Gravitational attraction occurs sequentially. To begin to shift, the gravitational quantum level must acquire the energy of motion. For a proton magnetic (proton) quantum of energy, the energy of motion is the electronic energy eeand for an electron quantum of energy – proton (magnetic) energy Ep. For this reason, only material particles formed by the union of a proton with an electron can have gravity. In order to change the trajectory of motion of the component of the gravitational quantum level, the magnetic (proton) gravitational quantum level borrows part of the energy from the electron, and the electronic gravitational quantum level borrows the energy from the proton.

In an effort to unify the trajectories of the gravitational quantum levels of different material particles, the outermost non-united gravitational quantum levels are first shifted. After two gravitational quantum levels unite, the energy of motion passes to the next gravitational quantum level, and so on one after another. Such a successive movement of gravitational quantum levels leads to the attraction of material particles to each other and the acquisition of the entire material particle of kinetic energy. Thus, the total kinetic energy of a material particle consists of magnetic (proton) and electronic parts.

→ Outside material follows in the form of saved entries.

PR #1226, opened 2024-07-19
Enable performance based relayer selection

byte-bandit:
# Related Github tickets

- https://github.com/VolumeFi/paloma/issues/1220
- https://github.com/VolumeFi/paloma/issues/422

# Background

This change introduces fundamental changes to the relayer selection process. Live values are now gathered from the metrics module, and individual relayer fees are taken into account.

Going forward, it's paramount for relayers to make sure they have their fees set and configured for each chain, otherwise they will **not be eligible for relaying anymore**. 

The majority of the changes are in `msg_assigner.go`, that's where most of your attention will be needed. It works by collecting metric and fee data once per block for all validators and ranking them. Then each message during that block will be filtered depending on its requirements, and the top ranking eligible validator will be picked (and removed from the cache).

They become eligible again next block. There are still some issues with this algorithm though. At the moment, the logic will prioritize the few top ranking validators only, with little way for the mid tier to rank up. This will need to be revisited in the future for sure.

# Testing completed

# Breaking changes


x/treasury/keeper/grpc_query.go
```diff
@@ -28,3 +29,25 @@ func (k Keeper) RelayerFee(ctx context.Context, req *types.QueryRelayerFeeReques
...
 }
+
+func (k Keeper) RelayerFees(ctx context.Context, req *types.QueryRelayerFeesRequest) (*types.QueryRelayerFeesResponse, error) {
+	i, err := k.GetRelayerFeesByChainReferenceID(ctx, req.ChainReferenceId)
+	if err != nil {
+		return nil, fmt.Errorf("failed to get relayer fees: %w", err)
+	}
+
+	response := make([]types.RelayerFeeSetting, 0, len(i))
+	for _, key := range maps.Keys(i) {
```
maharifu, line 40: It might not be relevant here, but I think this is just sidestepping the linter.
From https://pkg.go.dev/golang.org/x/exp/maps#Keys
```
The keys will be in an indeterminate order.
```
We should sort them if we really must.

x/evm/keeper/msg_assigner.go
```diff
@@ -3,266 +3,324 @@ package keeper
...
-	if len(assignableValidators) == 0 {
-		return "", errors.New("no assignable validators for message")
+	for valAddr, info := range validatorsInfos {
+		scores := map[string]math.LegacyDec{
+			"fee":           scoreValue(*pdw.maxFee, *pdw.minFee, info.Fee, true),
+			"uptime":        scoreValue(*pdw.maxUptime, *pdw.minUptime, info.Uptime, false),
+			"successRate":   scoreValue(*pdw.maxSuccessRate, *pdw.minSuccessRate, info.SuccessRate, false),
+			"executionTime": scoreValue(*pdw.maxExecutionTime, *pdw.minExecutionTime, info.ExecutionTime, true),
+			"featureSet":    scoreValue(*pdw.maxFeatureSet, *pdw.minFeatureSet, info.FeatureSet, false),
+		}
```
maharifu, line 257: Might just be personal preference, but why use a map instead of individual variables?

maharifu (commented):
Looks really good! Left a few comments but they're all just minor issues and nitpicking.

x/evm/keeper/msg_assigner.go
byte-bandit: This was from the original implementation, I can only assume the engineer back then was looking for something like dynamic flexibility with these metrics.

I just didn't touch it, but I agree this could be moved to a struct.

x/treasury/keeper/grpc_query.go
byte-bandit: It's not even sidestepping it unfortunately. My first attempt was to sort the keys, but for that we also have to iterate the map, even though it won't be consensus breaking. But CodeQL has no way of disabling warnings with annotations (yet). There's some CI extension that implements this, but I don't have the time to play around with it.

x/evm/keeper/msg_assigner.go
```diff
@@ -3,266 +3,324 @@ package keeper
...
+			// Is MEV support required?
+			if req == nil || !req.EnforceMEVRelay {
+				return true
+			}
+
+			for _, t := range v.Traits {
+				if req.EnforceMEVRelay && t == valsettypes.PIGEON_TRAIT_MEV {
+					return true
+				}
+			}
```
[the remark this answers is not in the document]
byte-bandit: Good point.

x/evm/keeper/msg_assigner.go
```diff
@@ -3,266 +3,324 @@ package keeper
...
 
-	return pickValidator(ctx, validatorsInfos, relayWeights), nil
+			// Is MEV support required?
+			if req == nil || !req.EnforceMEVRelay {
+				return true
+			}
+
+			for _, t := range v.Traits {
+				if req.EnforceMEVRelay && t == valsettypes.PIGEON_TRAIT_MEV {
```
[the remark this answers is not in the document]
byte-bandit: You're right. I think I kept this as explicit as possible to be clear about what's going on. I'd probably leave it like this unless you feel strongly otherwise.

maharifu (approved):
:+1:

PR #1229, opened 2024-07-24
feat: lightnode licenses

maharifu:
# Related Github tickets

- https://github.com/VolumeFi/paloma/issues/1865

# Background

- Add a new governance vote to set the node sale funder account
- Process node sale events from pigeons
  - Process them in the skyway module to take advantage of the whole attestation infrastructure we already have there
  - The node sale licenses are still created in the paloma module

# Testing completed

# Breaking changes


proto/palomachain/paloma/skyway/msgs.proto
```diff
@@ -205,4 +218,26 @@ message MsgUpdateParams {
...
+// MsgLightNodeSaleClaim is sent by pigeon whenever it gets a sale notification
+// from compass
+message MsgLightNodeSaleClaim {
+  option (cosmos.msg.v1.signer) = "metadata";
+
+  palomachain.paloma.valset.MsgMetadata metadata = 1
+      [ (gogoproto.nullable) = false ];
+
+  uint64 event_nonce = 2;
+  uint64 eth_block_height = 3;
```
byte-bandit, line 233: What about

```suggestion
  uint64 remote_block_height = 3;
```

x/skyway/keeper/cosmos-originated.go
```diff
@@ -61,6 +61,22 @@ func (k Keeper) GetChainsWithTokens(ctx context.Context) []string {
 	return r
 }
 
+func (k Keeper) GetActiveChains(ctx context.Context) []string {
```
byte-bandit, line 64: Can we move this to the EVM keeper? Why are we creating a getter like this for business logic from a different module?

byte-bandit: Oh god please tell me it's not a dependency issue ...

byte-bandit (commented):
Should this live in genesis?

maharifu:
> Should this live in genesis?

It definitely should! I'll add it.

proto/palomachain/paloma/skyway/msgs.proto
maharifu: Yes, I wrote this before your PR renaming the fields - https://github.com/palomachain/paloma/pull/1228

Should I merge to that branch instead? There may be some conflicts between the two.

x/skyway/keeper/cosmos-originated.go
maharifu: It's (mostly) a visibility issue. This gets called outside the keeper, and I feel we shouldn't be exposing the `EVMKeeper` within `skyway.Keeper` just because of it.
I added a wrapper and moved the logic to the evm Keeper. Let me know what you think.

proto/palomachain/paloma/skyway/msgs.proto
maharifu: Oh, that's right, the interface is expecting this field - https://github.com/palomachain/paloma/blob/master/x/skyway/types/msgs.go#L117
So we either keep it for now, or merge your PR as well, or rename it after the PR is merged.

x/skyway/keeper/cosmos-originated.go
byte-bandit: If I didn't miss another usage, this gets called during the endblocker? 

Why not just do this:

```
chains := k.EvmKeeper.GetActiveChains(ctx)
```

That way we don't have to shallow copy the same functionality on a different keeper. I think exposing the EVM keeper here instead for usage is okay.

proto/palomachain/paloma/skyway/msgs.proto
byte-bandit: Okay, I suggest we move this into the `dev16` branch as well then. It will block rolling this out before PF is ready, but it looks like there's some overlap anyway.

maharifu: I rebased to the `dev16` branch and fixed the conflicts. However, there are still some eth mentions in the codebase, most importantly the [EthereumClaim interface](https://github.com/palomachain/paloma/blob/master/x/skyway/types/msgs.go#L107). I could refactor it as well, but it would be a big change for both paloma and pigeon. I'm not sure if we should do it now under the current time constraints, but it should be addressed in its own ticket anyway.

byte-bandit: There's nothing we gain here apart from consistency. I value consistency pretty highly, but let's circle back to this one and focus on getting the whole thing out the door first.

byte-bandit (approved):
LGTM

PR #1235, opened 2024-07-30
fix: sort validators with same score by address

maharifu:
# Related Github tickets

- Closes https://github.com/VolumeFi/paloma/issues/1929

# Background

We need to ensure validators are ordered even if they have the same score, otherwise the result might not be deterministic.

# Testing completed

# Breaking changes


byte-bandit (approved):
Nice one. There is a similar usage in the treasury module that should be non-blocking since it's for queries only, but I do utilise it in the PF change. I will make this change there as part of my work.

Figure 3 shows material objects in the form of conditional atoms interacting with the help of gravitational quantum levels.
A material particle (Fig. 3a) is the result of the gravitational interaction of two conditional atoms shown in Figure 2. Gravitational quantum levels of one type of energy are combined, but energy quantum levels are not.

As can be seen, with an increase in the number of material objects, the energy of gravitational quantum levels also increases.

Gravitational quantum levels will never be able to connect, since each of them belongs to its main energy level – the proton and electron of which all matter consists.

Thus, the successive movement of gravitational quantum levels towards each other for unification leads to the gravitational attraction of bodies.

It is generally accepted that the phenomenon of gravity is manifested only in large bodies. But even on the smallest material objects such as atoms and molecules, gravity has its manifestations. Since gravity obeys the inverse square law of distances, at small distances its influence is quite large. If we save a material particle from external thermal and light influence, then the gravitational force becomes predominant.

Since the energy of the gravitational quantum level at the same radius is different for atoms of different chemical elements, then the force of interaction of gravitational quantum levels will be different. The closer in energy the gravitational quantum levels, the stronger the interaction. The strongest interaction of gravitational quantum levels occurs between atoms of one chemical element.

At the atomic and molecular level of many phenomena in nature, there are manifestations of gravity. This is the condensation of gases and liquids, crystallization of substances, surface tension.

The long-range action of the gravitation of one material particle cannot be infinite, just as the energy of the gravitational quantum level cannot be infinitely small. It seems to me that the combined gravitational quantum levels of minimum energies are capable of forming an additional common gravitational quantum level of minimum energy. In this way, an almost infinite spread of the gravitational field of the Universe is achieved.

Literature:

1. Khairullin Z.Kh. Energy / Chemistry, physics, biology, mathematics: theoretical and applied research: Sat. Art. Based on materials of the XXIX International Scientific and Practical Conference “Chemistry, Physics, Biology, Mathematics: Theoretical and Applied Research”. – No. 11(20). – M., Ed. “Internauka”, 2019.

Khairullin Z.Kh. GRAVITY
// Internauka: electron. scientific magazine 2022. No. 19(242).